Pasar AI Indonesia Diprediksi Capai USD 4,03 Miliar pada 2030
Berdasarkan riset dari Statista, Precedence Research, dan Gartner, pasar AI global diproyeksikan tumbuh dengan CAGR sebesar 20-24% hingga tahun 2032. Sementara itu, nilai pasar AI di Indonesia diperkirakan mencapai USD 4,03 miliar pada tahun 2030.
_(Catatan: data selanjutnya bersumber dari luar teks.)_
PR #451, opened 2017-12-11
Provide feedback when user refreshes account

Nasicus:
I noticed that when you click the refresh button no _progress_ and no _feedback_ is provided.

I added an animation to the refresh button when a refresh is being done (which most often you can't even see because it's too fast - but you never know.. ;) ) and added feedback (toast) when the refresh is done.

The whole thing looks like this (note: I added a manually timeout of 3000ms for demo purposes):

random

I also disabled "button-spamming" which basically means when a request is already executing clicking the button again will not do another request.

I have 3 questions:

- What do you think in general? ;)
- In the error case should the user get a specific error message or is my implementation enough?
- Concering translations: Is it correct that I just pass them as a normal string to the toast service or do I need to do something more?

Greetings :)

### DIFF
--- a/client/app/assets/app.css
+++ b/client/app/assets/app.css
@@ -191,6 +191,10 @@ md-button.menuBtn>md-icon {
     background-color: transparent !important;
 }
 
+.rotate-360 .md-ripple-container {
+    display: none;
+}
+
 @-moz-keyframes rotate-360-keyframe { 100% { -moz-transform: rotate(-360deg); } }
 @-webkit-keyframes rotate-360-keyframe { 100% { -webkit-transform: rotate(-360deg); } }
 @keyframes rotate-360-keyframe { 100% { -webkit-transform: rotate(-360deg); transform:rotate(-360deg); } }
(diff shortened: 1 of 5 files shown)


Nasicus:
So.....

> When the user has the "Refresh accounts automatically" setting on, showing the toast every n seconds is very annoying. When that option is disabled and the user clicks on the refresh button is the expected behaviour.

=> fair enough, did not see that => fixed

> Use the animation and the same behaviour on the dashboard refresh button too.

=> done, note that I had to fix a bug which always occurs for me (and prevented me to even _test_  my refresh logic), I did the easiest possible fix, not sure if there need to be done more (however maybe not in this PR since it's not related to it and  think my fix is also correct)

After I added the animation and logic to the second button I realized that there was a lot of code and logic duplication, so I decided to refactor it. By doing that I also made the logic way more generic - I'm quite happy with the result :) I hope you are too :D

j-a-m-l:
+5

Yes, it's enough that way: the `toastService` would translate the text as expected.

Menanggapi tren ini, pemerintah telah meluncurkan Strategi Nasional AI 2020-2045 untuk membangun ekosistem AI yang berkelanjutan. Sebagai perusahaan telekomunikasi terbesar di Indonesia, Telkom terus memperkuat ekosistem digitalnya dengan mengembangkan solusi AI yang mencakup analitik data, kecerdasan buatan, dan otomatisasi bisnis.
Inovasi AI Telkom: Meningkatkan Efisiensi dan Mendorong Ekonomi Digital
Direktur Digital Business Telkom, Muhamad Fajrin Rasyid, menyatakan bahwa AI bukan sekadar teknologi, tetapi merupakan enabler utama dalam membangun ekosistem digital yang lebih maju.
“Kami terus mengembangkan inovasi digital yang memberikan dampak nyata bagi masyarakat dan perekonomian Indonesia, salah satunya melalui pengembangan AI,” ungkap Fajrin.